> _The problem_: What lines of the data below include the word "appear"? Report them by copying each.

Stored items
##########
PR #1057, opened 2021-06-09
fix(1011): search not working due to org.freedesktop.secrets missing

### LINKED ISSUE #1011: Search bar does not appear when using the ctrl + f
Hi, i an using buttercup `2.2.0` and when i press `ctrl + f` the search bar does not appear. I tried version `1.20.5` and it works fine.

I am using linux debian with KDE.

Another thing is the copy buttons in an entry, in the previous v1 release they were all vertically on the same column. that made them easy to click. In the current version they are after the entry's width. (This was solved)

maciek134:
Fixes #1011.

Not sure if the error handling is correct, let me know if I should handle it differently (I figured a warning is enough).


perry-mitchell:
Thanks @maciek134 that's fantastic! Great that you found this.

perry-mitchell (approved):

PR #1236, opened 2023-08-23
Maximizing the desktop application window upon opening

quintushr:
Maximizing the desktop application window upon opening

### DIFF
--- a/source/main/services/config.ts
+++ b/source/main/services/config.ts
@@ -13,7 +13,8 @@ const DEFAULT_CONFIG = {
     windowHeight: 600,
     windowWidth: 800,
     windowX: null,
-    windowY: null
+    windowY: null,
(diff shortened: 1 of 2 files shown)


quintushr:
Hi @perry-mitchell , do you think that maximizing the window or not upon launch should be in the settings, or should it be the default setting ?

perry-mitchell:
Hi @quintushr - thanks for the PR. This should definitely be behind a setting and _not_ be the default.

quintushr:
I saved the maximize state of the window, whether it was maximized or not, and upon launch, it is initialized with the parameter.

Is it better like this ?

perry-mitchell:
Yep, this is great! Thanks.

perry-mitchell (approved):

PR #1242, opened 2023-10-14
I18n for japanese.

satler-git:
Add japanese.
The i18n for buttercup/ui was already done by another actor.


perry-mitchell:
This is amazing @satler-git! Seems like we already have it [translated in the UI](https://github.com/buttercup/ui/blob/master/src/i18n/translations/ja.json), which is great. I'll merge this today.

perry-mitchell (approved):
##########
> _Solution below_:
### LINKED ISSUE #1011: Search bar does not appear when using the ctrl + f
Hi, i an using buttercup `2.2.0` and when i press `ctrl + f` the search bar does not appear. I tried version `1.20.5` and it works fine.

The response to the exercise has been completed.